Tout ce qui leur tombe sous la main redevient musique. Jusqu’aux gréments qui se balancent en grinçant leur est une raison de se jouer des sons.

Le mot VIE s’étale maintenant sur toutes les voiles du navire en larges lettres arc-en-ciel dans toutes les langues du monde connues et inconnues. Le navire se sent pousser des ailes.

La grand-voile du rythme enfin hissée, les voilà tous, marins-poètes-musiciens et toutes, diablesses, bougresses, passagers-passagères d’un jour, passagers-passagères de toujours, et pas sages du tout, qui vont follement voguant sur les sons fastueux.

Folie, folie douce, douce folie, liefo cedouce, dodécafolie, dodécaphonie ! 

Sur le quai bondé, en rang de sardines, un groupe de musiciens fort timides a pris place, celle qui lui revient ; Les voilà qui fusillent allègrement la bêtise de notre temps, rageurs, entament un hymne à la VIE. Dantesques vagues de velours noir et bleu-azur déchirent les tentures délavées du ciel nacreux.

Quelques mouettes imprudentes se joignent à l’acrobatique sarabande, s’y brûlent les ailes, tombent toute rôties dans le bec des squales rieurs venus se joindre à la fête ; la foule dense, oh si dense, se noie dans la joie de ses propres danses.

Vertige, vertige jusqu’aux cieux ! La musique crève le plafond du ciel étoilé. On aperçoit quelques ovnis venus là, curieux de voir et d’entendre ce qui se trame ici.

Apollinienne, la mer au loin.

Possède-un-don acquiesce en souriant ; sa longue barbe blanchie par le sel flotte au vent. Il chantonne doucement un air d’ancien temps : Sous les pavés, la plage, il m’en souvient.
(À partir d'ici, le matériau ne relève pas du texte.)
PR #292, opened 2022-06-17
Fix Wrong successor selecting at junction

gaogaihetao:
This is a bugfix handling of a route tracking issue.

**Issue**
I drew a picture to illustrate an issue I met:
junction
On the assigned route, if the incoming road has more than 1 link at the junction that links to different lanes of the same outgoing road, it might select a wrong connecting road and finally go to the wrong target lane of the outgoing road.

**Example**
Here is an example of this issue:
j
issue
The car was supposed to enter the rightmost lane as the routing waypoint specified, but it went to the wrong connecting road at the junction.

**Solution**
I think this road type commonly occurs in daily use, and it's not a map making issue. So I tried to find out the reason in esmini's code: When searching a connecting road at a junction, only outgoing road id is checked whether to be accordant with waypoint's road id. It doesn't consider that the outgoing road might have more than 1 accessible lane.

To solve that, it needs to check the lane id of the outgoing road with the lane id of the next waypoint, or check the connecting road id with the tracked road id. I chose the latter method because code modification is very simple.

**Test**
I tested the fixed code on the example: The car can go to the correct road now.
fixed

Would you please take a look?

### DIFF
--- a/EnvironmentSimulator/Modules/RoadManager/RoadManager.cpp
+++ b/EnvironmentSimulator/Modules/RoadManager/RoadManager.cpp
@@ -7334,7 +7334,7 @@ Position::ReturnCode Position::MoveToConnectingRoad(RoadLink *road_link, Contact
 					if (connecting_road)
 					{
 						Road* outgoing_road = junction->GetRoadAtOtherEndOfConnectingRoad(connecting_road, road);
-						if (outgoing_road == outgoing_road_target)
+						if (outgoing_road == outgoing_road_target && connecting_road->GetId() == r->GetTrackId())
 						{
 							connection_idx = i;
 						}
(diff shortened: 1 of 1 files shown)


eknabevcc:
Very nice! Good finding and smart solution. 
I see that your second commit relax the routing, allowing way-points that do not connect lane to lane, which is good to continue supporting.

gaogaihetao:
A smoke test of route_lane_change failed when I submitted the 1st commit. (Sorry I forgot to do automated testing locally.) I reviewed the case and found my commit actually changed the original behavior. In that case, LaneChangeAction changes the connection road that will be checked but doesn't change the tracked road id, in which situation the tracked road and the connecting road are not the same. In my first commit, no connection index (default to be 0) will be updated.
So I submit the second commit:
- If there is a connecting road linking to target lane of road, select it; (be referred as the optimal connection)
- If there is no connecting road linking to the target lane, select a connection linking to the target road.
Would you mind telling me if there's a better way?

In addition, do you think it's necessary to squash the commits if they can be merged?

eknabevcc:
Haha, I see your message now. 
Good that we agreed :)
Yes, we could have squashed, but that's no problem. We forget about it sometimes so esmini history is not perfect at all anyway.

PR #297, opened 2022-07-06
Fix error messages to show junction id.

mljack:
Fix typos in error msgs.


eknabevcc:
Yes, thanks a lot for finding and fix!

PR #323, opened 2022-09-20
Added wheel_angle and wheel_rotation to SE_ScenarioObjectState

### LINKED ISSUE #322: Get wheel angle via esminiLib.hpp.
I'd like to retrieve the `ObjectInfoStruct::wheel_angle` through the c++ interface.

I'm willing to take over the implemenation part myself.

For me the best fitting place would be to enlarge the `SE_ScenarioObjectState` struct and set it inside `copyStateFromScenarioGateway` in esminiLib.cpp, but this will not only break the public API but also might cause some very ugly side effects when the user of the lib overrides a larger memory area than previously.

mickmack1213:
Closes #322 

@eknabe TODO: Update the esmini.github.io Python Binding section. The ctypes representation of SE_ScenarioObjectState [here](https://esmini.github.io/#_get_object_states)


eknabevcc:
Thanks for contribution! 

Included in release [v2.26.5](https://github.com/esmini/esmini/releases/tag/v2.26.5).

Code example [get_states.py](https://github.com/esmini/esmini/blob/master/EnvironmentSimulator/code-examples/hello_world/get_states.py) (and [User guide](https://esmini.github.io/#_get_object_states)) updated.

PR #718, opened 2023-02-07
feat(api/applications): caching for sector, region and zoomlevel (BOA…

Xfarya:
…S-468)

## Describe your changes
caching using node-cache, + tests

https://pins-ds.atlassian.net/jira/software/projects/BOAS/boards/172?selectedIssue=BOAS-468

## Type of change 🧩

- [ ] Documentation update

### DIFF
--- a/apps/api/src/server/applications/region/__tests__/get-regions.test.js
+++ b/apps/api/src/server/applications/region/__tests__/get-regions.test.js
@@ -43,7 +43,7 @@ describe('Get regions', () => {
 	});
 });
 
-test('checks cache working for regions', async () => {
+test('tests if cached data for region call is returned without hitting db', async () => {
 	const cachedRegion = {
 		id: 1,
 		name: 'cached test',
--- a/apps/api/src/server/applications/region/__tests__/get-regions.test.js
+++ b/apps/api/src/server/applications/region/__tests__/get-regions.test.js
@@ -1,5 +1,7 @@
 import supertest from 'supertest';
 import { app } from '../../../app.js';
+import { nodeCache, setCache } from '../../../utils/cache-data.js';
+
 const { databaseConnector } = await import('../../../utils/database-connector.js');
 
 const request = supertest(app);
@@ -30,4 +32,29 @@ describe('Get regions', () => {
 			}
 		]);
 	});
+});
+
+test('checks cache working for regions', async () => {
+	nodeCache.flushAll();
+
+	const cachedRegion = {
+		id: 1,
+		name: 'cached test',
+		displayNameEn: 'cached test name en',
+		displayNameCy: 'cached test name cy'
+	};
+
+	setCache('regions', [cachedRegion]);
+
+	const resp = await request.get('/applications/region');
+
+	expect(resp.status).toEqual(200);
+	expect(resp.body).toEqual([
+		{
+			id: cachedRegion.id,
+			name: cachedRegion.name,
+			displayNameEn: cachedRegion.displayNameEn,
+			displayNameCy: cachedRegion.displayNameCy
+		}
+	]);
 });
--- a/apps/api/src/server/applications/region/__tests__/get-regions.test.js
+++ b/apps/api/src/server/applications/region/__tests__/get-regions.test.js
@@ -1,3 +1,4 @@
+import { jest } from '@jest/globals';
 import supertest from 'supertest';
 import { app } from '../../../app.js';
 import { nodeCache, setCache } from '../../../utils/cache-data.js';
@@ -14,6 +15,14 @@ const region = {
 };
 
 describe('Get regions', () => {
+	beforeEach(() => {
+		nodeCache.flushAll();
+	});
+
+	afterEach(() => {
+		jest.resetAllMocks();
+	});
+
 	test('gets all regions', async () => {
 		// GIVEN
 		databaseConnector.region.findMany.mockResolvedValue([region]);
@@ -35,8 +44,6 @@ describe('Get regions', () => {
 });
 
 test('checks cache working for regions', async () => {
-	nodeCache.flushAll();
-
 	const cachedRegion = {
 		id: 1,
 		name: 'cached test',
@@ -48,6 +55,7 @@ test('checks cache working for regions', async () => {
 
 	const resp = await request.get('/applications/region');
 
+	expect(databaseConnector.region.findMany).not.toHaveBeenCalled();
 	expect(resp.status).toEqual(200);
 	expect(resp.body).toEqual([
 		{
--- a/apps/api/src/server/applications/sector/__tests__/get-sectors.test.js
+++ b/apps/api/src/server/applications/sector/__tests__/get-sectors.test.js
@@ -82,7 +82,6 @@ describe('Get sectors', () => {
 			.get('/applications/sector')
 			.query({ sectorName: unknownSectorName });
 
-
 		// THEN
 		expect(response.status).toEqual(400);
 		expect(response.body).toEqual({
@@ -119,6 +118,8 @@ test('test if sector cache is working', async () => {
 	]);
 });
 
+const sectorName = 'Test1';
+
 test('test if cache is working with specific string', async () => {
 	nodeCache.flushAll();
 
@@ -132,7 +133,9 @@ test('test if cache is working with specific string', async () => {
 
 	setCache('Test1', [cacheSector]);
 
-	const response = await request.get('/applications/sector').query({ sectorName: 'Test1' });
+	databaseConnector.sector.findUnique.mockResolvedValue([sector]);
+
+	const response = await request.get('/applications/sector').query({ sectorName });
 
 	expect(response.status).toEqual(200);
 	expect(response.body).toEqual([
@@ -158,7 +161,9 @@ test('test if cache is working with specific string', async () => {
 
 	setCache('Test1', [cacheSector]);
 
-	const response = await request.get('/applications/sector').query({ sectorName: 'Test1' });
+	databaseConnector.sector.findUnique.mockResolvedValue([sector]);
+
+	const response = await request.get('/applications/sector').query({ sectorName });
 
 	expect(response.status).toEqual(200);
 	expect(response.body).toEqual([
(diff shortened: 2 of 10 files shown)


apps/api/src/server/applications/sector/sector.controller.js
```diff
@@ -21,12 +22,18 @@ const mapSectors = (sectors) => {
...
 
-	// sort ascending order of subsector abbreviation, BC, EN, ... WA, WS, WW
-	sectors.sort((a, b) => (a.abbreviation > b.abbreviation ? 1 : -1));
+	if (!sectors) {
+		sectors = isEmpty(request.query)
+			? await sectorRepository.getAll()
+			: await subSectorRepository.getBySector({ name: request.query.sectorName?.toString() });
+
+		// sort ascending order of subsector abbreviation, BC, EN, ... WA, WS, WW
+		sectors.sort((a, b) => (a.abbreviation > b.abbreviation ? 1 : -1));
```
mayya-bond-kc, line 33: Something that we should be doing is sorting in the database, so let's update the call to the database such that we receive a sorted list back

apps/api/src/server/applications/sector/sector.controller.js
```diff
@@ -21,12 +22,18 @@ const mapSectors = (sectors) => {
  * @type {import('express').RequestHandler}
  */
 export const getSectors = async (request, response) => {
-	const sectors = isEmpty(request.query)
-		? await sectorRepository.getAll()
-		: await subSectorRepository.getBySector({ name: request.query.sectorName?.toString() });
+	let sectors = await getCache(request.query.sectorName?.toString() || '');
```
mayya-bond-kc, line 25: Looks like a bit of repeating code with `request.query.sectorName?.toString()`

apps/api/src/server/applications/sector/sector.controller.js
```diff
@@ -21,12 +22,18 @@ const mapSectors = (sectors) => {
...
-	sectors.sort((a, b) => (a.abbreviation > b.abbreviation ? 1 : -1));
+	if (!sectors) {
+		sectors = isEmpty(request.query)
+			? await sectorRepository.getAll()
+			: await subSectorRepository.getBySector({ name: request.query.sectorName?.toString() });
+
+		// sort ascending order of subsector abbreviation, BC, EN, ... WA, WS, WW
+		sectors.sort((a, b) => (a.abbreviation > b.abbreviation ? 1 : -1));
+
+		setCache(request.query.sectorName?.toString() || '', sectors);
```
mayya-bond-kc, line 35: This can be its own whole function and is responsible for getting the sectors from the database. In theory each function should only be a few lines long

apps/api/src/server/applications/sector/__tests__/get-sectors.test.js
```diff
@@ -89,3 +91,87 @@ describe('Get sectors', () => {
...
+
+	const cacheSector = {
+		id: 3,
+		name: 'cache test name',
+		abbreviation: 'CC',
+		displayNameEn: 'cache test name en',
+		displayNameCy: 'cache test name cy'
+	};
+
+	setCache('', [cacheSector]);
```
mayya-bond-kc, line 106: How come we are setting cache to an empty string here?

apps/api/src/server/applications/sector/__tests__/get-sectors.test.js
```diff
@@ -89,3 +91,87 @@ describe('Get sectors', () => {
...
+			displayNameEn: cacheSector.displayNameEn,
+			displayNameCy: cacheSector.displayNameCy
+		}
+	]);
+});
+
+const sectorName = 'Test1';
+
+test('test if cache is working with specific string', async () => {
+	nodeCache.flushAll();
```
mayya-bond-kc, line 124: If we have repeating things like `nodeCache.flushAll()` when preparing tests, I would recommend using a `beforeEach` to avoid repeating code

apps/api/src/server/applications/sector/__tests__/get-sectors.test.js
```diff
@@ -89,3 +91,87 @@ describe('Get sectors', () => {
...
+
+	expect(response.status).toEqual(200);
+	expect(response.body).toEqual([
+		{
+			name: cacheSector.name,
+			abbreviation: cacheSector.abbreviation,
+			displayNameEn: cacheSector.displayNameEn,
+			displayNameCy: cacheSector.displayNameCy
+		}
+	]);
```
mayya-bond-kc, line 176: I would say that here to double check our word, we should check that the `databaseConnector.sector.findUnique` function has definitely not been called

apps/api/src/server/utils/cache-data.js
```diff
@@ -0,0 +1,14 @@
+import NodeCache from 'node-cache';
+
+export const nodeCache = new NodeCache();
+
+export const setCache = (
+	/** @type {NodeCache.Key} */ key,
+	/** @type {Record<string,any>[]} */ value
+) => {
+	nodeCache.set(key, value, 3_600_000);
```
mayya-bond-kc, line 9: Can we put a comment here on how long the cache will be valid for given 3_600_000?

Xfarya: we set it to 1h for now - how long do you think we should store it?

apps/api/src/server/applications/sector/__tests__/get-sectors.test.js
Xfarya: I can't remember - @LetsMakeItTechnical - what was the reason?

apps/api/src/server/utils/cache-data.js
mayya-bond-kc: 1 hour sounds fine. I wasn't sure if this was in seconds/minutes etc, so a comment to say that on here would be great

apps/api/src/server/applications/sector/__tests__/get-sectors.test.js
Xfarya: 'double check our word' - what do you mean? It is returning the cacheSector object in this test - if you mean to remove the findUnique fx, if I do that, the test does not pass.

mayya-bond-kc: lol i have no idea what that sentence was mean to be :D 

Yes, i can see that the returned data is as we would expect. How come the tests don't pass?

mayya-bond-kc: lol i have no idea what that sentence was mean to be :D 

Yes, i can see that the returned data is as we would expect. How come the tests don't pass?

apps/api/src/server/applications/sector/sector.controller.js
Xfarya: I don't understand. This (setCache) is already a function stored in the utils folder?

mayya-bond-kc: Yes, sorry I mean everything inside the `if` clause

apps/api/src/server/applications/region/__tests__/get-regions.test.js
```diff
@@ -31,3 +33,28 @@ describe('Get regions', () => {
...
+
+	expect(resp.status).toEqual(200);
+	expect(resp.body).toEqual([
+		{
+			id: cachedRegion.id,
+			name: cachedRegion.name,
+			displayNameEn: cachedRegion.displayNameEn,
+			displayNameCy: cachedRegion.displayNameCy
+		}
+	]);
```
mayya-bond-kc, line 59: We can do the same thing here and ensure that `database.region.findMany` has not been called

apps/api/src/server/applications/sector/sector.controller.js
Xfarya: I added the sort fx to a file in the utils folder - called it 'sortAll' - then I wrap that fx around 'getAll' in sectorRepository, and 'getBySector' in subSectorRepository -- is this correct?

apps/api/src/server/applications/sector/__tests__/get-sectors.test.js
Xfarya: the tests are passing with the above - it returns 400 if I remove `databaseConnector.sector.findUnique.mockResolvedValue([sector]);` as I guess this is the call to the db

apps/api/src/server/applications/sector/sector.controller.js
mayya-bond-kc: So what I mean is that there are generally two spaces we can sort things: in the memory of the application itself or in the database. Ideally, we want to do all sorting in the database, so the way we can do that is by send to prisma that we would like the items sorted. So moving the code to a different space is not going to help us here

apps/api/src/server/applications/sector/__tests__/get-sectors.test.js
mayya-bond-kc: Yeah looks like a bug to me

Xfarya: so, do you mean to find a way to resolve this that does not use (i.e. remove) this line: `databaseConnector.sector.findUnique.mockResolvedValue([sector]);` ?

apps/api/src/server/applications/region/__tests__/get-regions.test.js
Xfarya: I am not sure what the 'same thing' is?

apps/api/src/server/applications/sector/__tests__/get-sectors.test.js
mayya-bond-kc: Essentially I think yes. Basically we want to test that we don't make any calls to the database at all

apps/api/src/server/applications/region/__tests__/get-regions.test.js
mayya-bond-kc: Sorry, I meant that we can test here same as we do in the "get regions" endpoint that we do not make any calls to a database

apps/api/src/server/applications/zoom-level/__tests__/get-zoom-map.test.js
```diff
@@ -33,3 +44,29 @@ describe('Get zoom map', () => {
 		]);
 	});
 });
+
+test('tests if cache is working', async () => {
```
mayya-bond-kc, line 48: I think these can be a little more descriptive. "Tests if cache is working" does not say exactly what the cache need to be doing

mayya-bond-kc (approved):
LGTM

mayya-bond-kc (approved):

PR #742, opened 2023-02-23
feat(api): Create and Update document metadata

LetsMakeItTechnical:
## Describe your changes

**Description**

This pull request adds a function storeDocumentMetadata that creates or updates a document metadata record in the database. The function handles an HTTP request and responds with the stored metadata upon successful storage.

**Changes Made**

Created a function named storeDocumentMetadata
Added @async, @function, @name, and @type annotations to describe the function
Added parameters for HTTP request (request) and response (response)
Added @throws annotation to describe the error that can be thrown by the function
Defined the request handler type as import('express').RequestHandler<{id: string; guid:string;}, ?, ?, any>
Extracted id and guid from the request parameters
Extracted the document metadata from the request body
Fetched the document from the database using the fetchDocumentByGuidAndCaseId function
Upserted the document metadata with the documentGuid property set to the document's GUID
Sent the stored metadata as the response body with a status code of 200

**Testing**
Tested the function with different input combinations to verify successful storage and error handling.

## Type of change 🧩

- [x] Documentation update


DavidJWhiteDev (changes requested):
DocumentMetaData table - some of these meta data / properties are already in the Document table - eg fileSize, FileType (mime type string), date Created etc.  Would it not be better to just extend the Document table to store the additional properties, rather than make a new table as well as the Document table?

LetsMakeItTechnical:
> DocumentMetaData table - some of these meta data / properties are already in the Document table - eg fileSize, FileType (mime type string), date Created etc. Would it not be better to just extend the Document table to store the additional properties, rather than make a new table as well as the Document table?

Storing document metadata in a separate table has several advantages, particularly when it comes to version control. By separating the metadata from the document itself, we can avoid the need to duplicate the document every time we make a change to its metadata.

For example, if we were to store the metadata directly in the document table and wanted to update a metadata field, we would have to create a new row for the document with the updated metadata, even if the document itself hasn't changed. This could lead to a large amount of unnecessary data duplication and make it difficult to track changes to the document metadata over time.

By storing the metadata in a separate table, we can update the metadata without having to create a new document row, which helps to reduce data duplication and make it easier to track changes over time. Additionally, separating the metadata from the document can make it easier to manage permissions, since we can set different permissions for the document and its metadata.

Overall, using a separate table for document metadata can provide better version control, reduce data duplication, and make it easier to manage permissions for both the document and its metadata.

LetsMakeItTechnical:
> DocumentMetaData table - some of these meta data / properties are already in the Document table - eg fileSize, FileType (mime type string), date Created etc. Would it not be better to just extend the Document table to store the additional properties, rather than make a new table as well as the Document table?

We need a new table for metadata because

apps/api/prisma/schema.prisma
```diff
@@ -306,18 +306,63 @@ model Folder {
...
+  securityClassification String?
+  sourceSystem           String
+  origin                 String
+
+  owner  String?
+  author String?
+
+  representative String
+  description    String
+  stage          Int?
```
mayya-bond-kc, line 365: Will this refer to the stage of the case during upload? If so, I would say that this could be a little more descriptive. Otherwise it can be confused with Document Status

apps/api/prisma/schema.prisma
```diff
@@ -306,18 +306,63 @@ model Folder {
...
-  redacted             Boolean  @default(false)
-  isDeleted            Boolean  @default(false)
-  createdAt            DateTime @default(now())
-  fileSize             Int      @default(0)
+  status               String             @default("awaiting_upload")
+  redacted             Boolean            @default(false)
+  isDeleted            Boolean            @default(false)
+  createdAt            DateTime           @default(now())
+  fileSize             Int                @default(0)
   fileType             String?
```
mayya-bond-kc, line 320: We will need to remove these columns, because they are redundant to the ones in the Metadata table

apps/api/src/server/applications/application/documents/document.controller.js
```diff
@@ -97,3 +100,46 @@ export const deleteDocumentSoftly = async ({ params: { id: caseId, guid } }, res
...
+
+	const documentMetadata = await databaseConnector.documentMetadata.create({
+		...documentMetadataBody,
+		documentGuid: document.guid
+	});
+
+	response.status(201).send(documentMetadata);
+};
+
+// @TODO
```
mayya-bond-kc, line 129: Left over from dev work?

apps/api/src/server/applications/application/documents/document.routes.js
```diff
@@ -17,6 +19,58 @@ import {
...
+            in: 'path',
+			description: 'guid of the required document here',
+			required: true,
+			type: 'string'
+		}
+		#swagger.responses[201] = {
+			description: 'The metadata has been successfully stored.',
+			schema: { $ref: '#/definitions/storeMetadataResponse' }
+		}
+    */
```
mayya-bond-kc, line 70: Let's add a validation here for the data being sent over to the API and ensure only the expected parts arrive to the controller

apps/api/src/server/applications/application/documents/document.controller.js
LetsMakeItTechnical: getting metdata will come after

apps/api/prisma/schema.prisma
```diff
@@ -306,18 +306,63 @@ model Folder {
...
   @@unique([name, folderId])
 }
+
+model DocumentMetadata {
+  id Int @id @unique @default(autoincrement())
+
+  Document     Document? @relation(fields: [documentGuid], references: [guid])
+  documentGuid String
+
+  caseRef String?
```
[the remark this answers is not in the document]
LetsMakeItTechnical: makes sense

apps/api/prisma/schema.prisma
LetsMakeItTechnical: I need to look more into it and find out that why this is a draft pr so we can all discuss this

apps/api/prisma/schema.prisma
LetsMakeItTechnical: yeah I agree will need to do that slowly don't wan't to break anything

apps/api/prisma/schema.prisma
DavidJWhiteDev: Stage is a value that is applied to the document when it is uploaded to the system.  It marks what stage in the case this document applied to.  It will not change as the case progresses.

apps/api/prisma/schema.prisma
```diff
@@ -306,18 +306,63 @@ model Folder {
...
-  isDeleted            Boolean  @default(false)
-  createdAt            DateTime @default(now())
-  fileSize             Int      @default(0)
+  status               String             @default("awaiting_upload")
+  redacted             Boolean            @default(false)
+  isDeleted            Boolean            @default(false)
+  createdAt            DateTime           @default(now())
+  fileSize             Int                @default(0)
   fileType             String?
+  DocumentMetadata     DocumentMetadata[]
```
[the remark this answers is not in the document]
francescobrenci-AR: I don't believe there will be "common" metadata that are separated from any version - each version will have it's full set of metadata but will all be inherited from the previous version. the latest version will be the working version and you can edit it's metadata which will be propagated to the next version but can't edit previous versions metadata

mayya-bond-kc (dismissed):

apps/api/prisma/schema.prisma
```diff
@@ -316,8 +316,45 @@ model Document {
   redacted             Boolean  @default(false)
   isDeleted            Boolean  @default(false)
   createdAt            DateTime @default(now())
-  fileSize             Int      @default(0)
+  fileSize             Int?     @default(0)
```
PINSDigitalServices, line 319: if we are making fileSize nullable, do we need the default value now?  (I only added the default value 0 in my original version of the Document table, to avoid having a nullable field)

apps/api/prisma/schema.prisma
```diff
@@ -319,5 +319,42 @@ model Document {
...
+  documentMetadata DocumentMetadata? @relation(fields: [metadataId], references: [id])
+  metadataId       Int?              @unique
+
   @@unique([name, folderId])
 }
+
+model DocumentMetadata {
+  id                     Int       @id @unique @default(autoincrement())
+  version                Int
+  dateCreated            DateTime
```
DavidJWhiteDev, line 331: query for all devs really: do we want to be consistent on naming for things like date fields?  elsewhere we have used names like createdAt to hold the date created.  (Though tbh I think dateCreated is clearer!)

LetsMakeItTechnical: While 'dateCreated' may be clearer, I agree that we should prioritize consistency, so using 'createdAt' makes sense for the time being.

apps/api/prisma/schema.prisma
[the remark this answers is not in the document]
LetsMakeItTechnical: done

DavidJWhiteDev (approved):

DavidJWhiteDev (approved):
lgtm!

PR #827, opened 2023-03-31
Feature/asb 1198 api rel reps get by

DavidBeale:
## Describe your changes

Endpoint to get a representation of a case by id

## Type of change 🧩

- [ ] Documentation update


apps/api/src/server/applications/application/application.validators.js
```diff
@@ -55,6 +56,20 @@ const validateExistingApplication = async (value) => {
...
+ * @throws {Error}
+ * @returns {Promise<void>}
+ */
+const validateExistingRepresentation = async (value) => {
+	const representation = await representationRepository.getById(value);
+
+	if (representation === null || typeof representation === 'undefined') {
+		throw new Error('Unknown representation');
+	}
+};
```
mayya-bond-kc, line 71: So we have been moving away from making DB calls in the validators that we use before the api call reaches the controller. As such, we are validating the inputs at this stage to check that they exist and are in the right format. Checking if a representation is in the DB would then happen at the controller level. This is essentially because we came to an agreement that we would like to not make any duplicate API calls and with this approach, we can pass around responses from databases within the controller more easily.

apps/api/src/server/applications/applications.routes.js
```diff
@@ -248,11 +250,49 @@ router.get(
 		}
     */
 	validateApplicationId,
-	validateGetApplicationQuery,
 	validateGetRepresentationsQuery,
 	asyncHandler(getApplicationRepresentations)
 );
 
+router.get(
+	'/:id/representations/:repId',
```
mayya-bond-kc, line 258: I am going to guess that there are going to be more endpoints starting with `/:id/representations` and so I would suggest that we create a folder just for these endpoints and put the controller/endpoints there, following the example of the `/case-team` and other groups of endpoints at the start of this file.

apps/api/src/server/applications/application/application.service.js
```diff
@@ -222,6 +222,16 @@ export const getCaseRepresentations = async (caseId, pagination, filterAndSort)
 	return representationsRepository.getByCaseId(caseId, pagination, filterAndSort);
 };
 
+/**
+ *
+ * @param {number} caseId
+ * @param {number} repId
+ * @returns {Promise<any>}
```
mayya-bond-kc, line 229: If possible, could we avoid typing responses with `any`?

apps/api/src/server/applications/application/__tests__/get-application-representation.test.js
```diff
@@ -0,0 +1,26 @@
...
+		id: 1,
+		reference: 'BC0110001-2',
+		status: 'VALID',
+		redacted: true,
+		received: '2023-03-14T14:28:25.704Z'
+	}
+];
+
+describe('Get Application Representation', () => {
+	it('gets rep for a case by id', async () => {
```
mayya-bond-kc, line 18: Could we add some more tests cases here, such as if the case does not exist in the db?

apps/api/src/server/repositories/representation.repository.js
```diff
@@ -53,6 +53,92 @@ export const getByCaseId = async (caseId, { page, pageSize }, { searchTerm, filt
...
+			id,
+			...caseFilter
+		}
+	});
+
+	const representation = representations[0];
+
+	if (representation === null || typeof representation === 'undefined') {
+		throw new Error('Unknown representation on application');
+	}
```
mayya-bond-kc, line 137: I would say we need to remove this logic out of this function. A few reasons for this:
1. The validator defined in `application.validators.js` will never be invoked
2. For different endpoints, we might want to handle the missing representations differently (some might want to throw and error, some might want to swallow the error). 
3. We generally do not perform these checks within any other repository and it is therefore a little confusing to have differing behaviour for this repository.

mayya-bond-kc (changes requested):

apps/api/src/server/applications/application/__tests__/get-application-representation.test.js
jonathangoulding: addressed

apps/api/src/server/applications/application/application.service.js
jonathangoulding: addressed

apps/api/src/server/applications/applications.routes.js
jonathangoulding: i have moved this file into the applications folder.

jonathangoulding: addressed

apps/api/src/server/applications/application/application.validators.js
jonathangoulding: This is following the patterns in place. Similar to -all the other functions. 

Could you provide an example where you have moved away from this pattern and if all the validators have been refactored to the 'one api call only' approach. 

Would we need to change this single instance over or all of the functions in the file ? 

Feels like it should be addressed as one tech debt ticket.

apps/api/src/server/repositories/representation.repository.js
jonathangoulding: So the repository should returned the raw result ? Which could be undefined / null ? 

And then each calling function (such as getCaseRepresentation) would need to handle the response.

apps/api/src/server/applications/application/application.validators.js
mayya-bond-kc: I understand the confusion and I would have done the same in your position. An example I can provide is the endpoint in `apps/api/src/server/applications/application/documents/document.routes.js` on line 134 (`getDocumentProperties`). Within the `getDocumentProperties` controller we check if the document exists in the DB and throw an error if it does not. 

We are not entirely in a position to spend a lot of time addressing tech debt at this point, though it would be a discussion we could have with @francescobrenci-AR.

In essence, I agree that it would be idea to address instances of this across the codebase, but I am not certain we are in a position to do so.

apps/api/src/server/repositories/representation.repository.js
mayya-bond-kc: That is what I would lean towards yes

mayya-bond-kc (approved):

apps/api/src/server/repositories/representation.repository.js
jonathangoulding: i will address later today.

apps/api/src/server/repositories/representation.repository.js
```diff
@@ -53,6 +53,86 @@ export const getByCaseId = async (caseId, { page, pageSize }, { searchTerm, filt
...
+
+	if (caseId) {
+		caseFilter = {
+			case: {
+				id: caseId
+			}
+		};
+	}
+
+	const representations = await databaseConnector.representation.findMany({
```
mayya-bond-kc, line 73: Just an FYI, if you are looking to find only the first record in the DB for a certain table, then you can use the `findFirst` function instead of `findMany()[0]`

mayya-bond-kc (approved):
LGTM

Apolline lui lance une œillade d’écume, soudain l’enlace, lasse de flotter entre ciel et mer. Possède-un-don s’esclaffe, ronronne, feule, gronde, caquette, tout le bestiaire des terres, des airs et des mers y passent ; Apolline, qui ne reste pas de marbre, comme on s’en doute, fond littéralement de plaisir, mais elle n’est qu’un mot, alors qu’importe, allons-y !

*

Il est temps que j’aille dormir, je crois.